For a reaction A + 2B → Products, when concentration of B alone is increased half life remains the same. If concentration of A alone is doubled, rate remains the same. The unit of rate constant for the reaction is

• A. S^-1
• B. L mol^-1 S^-1
• C. mol L^-1 S^-1
• D. atm^-1

Answer 1

The Correct Option is A

1. Determine the rate law based on the given information
The general rate law for the reaction A + 2B → Products can be written as:

Rate = k[A]^m[B]ⁿ

where:
- k is the rate constant
- m is the order with respect to A
- n is the order with respect to B

We are given two pieces of information:

1. When the concentration of B alone is increased, the half-life remains the same.
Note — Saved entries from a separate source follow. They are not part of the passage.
PR #4031, opened 2024-12-06
fix: Fix json escaping in header values

adamspofford-dfinity:


e2e/tests-dfx/assetscanister.bash
```diff
@@ -1897,6 +1897,28 @@ WARN: {
   assert_match '/somedir/upload-me.txt 1/1 \(8 bytes\) sha [0-9a-z]* \(with cache and 1 header\)'
 }
 
+@test "asset configuration via .ic-assets.json5 - respects weird characters" {
+  install_asset assetscanister
+  touch src/e2e_project_frontend/assets/thing.txt
+  cat <<'EOF' >src/e2e_project_frontend/assets/.ic-assets.json5
```
raymondk, line 1903: I suppose it's not super useful to add a json ic-assets test also since it seems the json and json5 code paths are the same.

raymondk (approved):

ericswanson-dfinity (approved):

This indicates that the reaction is first order with respect to B. Thus, n = 1.
2. If the concentration of A alone is doubled, the rate remains the same. This indicates that the reaction is zero order with respect to A. Thus, m = 0.

Therefore, the rate law is:

Rate = k[A]⁰[B]¹ = k[B]

2. Determine the units of the rate constant
Since Rate = k[B], we can write k = Rate/[B]

- The units of rate are typically mol L^-1 s^-1
- The units of concentration ([B]) are mol L^-1

Therefore, the units of k are:

k = (mol L^-1 s^-1) / (mol L^-1) = s^-1

Final Answer:
(A) s^-1

Answer 2

The reaction is of the form: \(A + 2B → Products\).

When the concentration of B is increased, and the half-life remains the same, it indicates that the reaction is zero-order with respect to B. This is because in a zero-order reaction, the rate is independent of the concentration of B.

When the concentration of A is doubled and the rate remains the same, it suggests that the reaction is also zero-order with respect to A, because in a zero-order reaction, the rate is independent of the concentration of the reactant.

For a zero-order reaction, the unit of the rate constant (k) is \(S^{-1}\).

The correct answer is (A) : \(S^{-1}.\)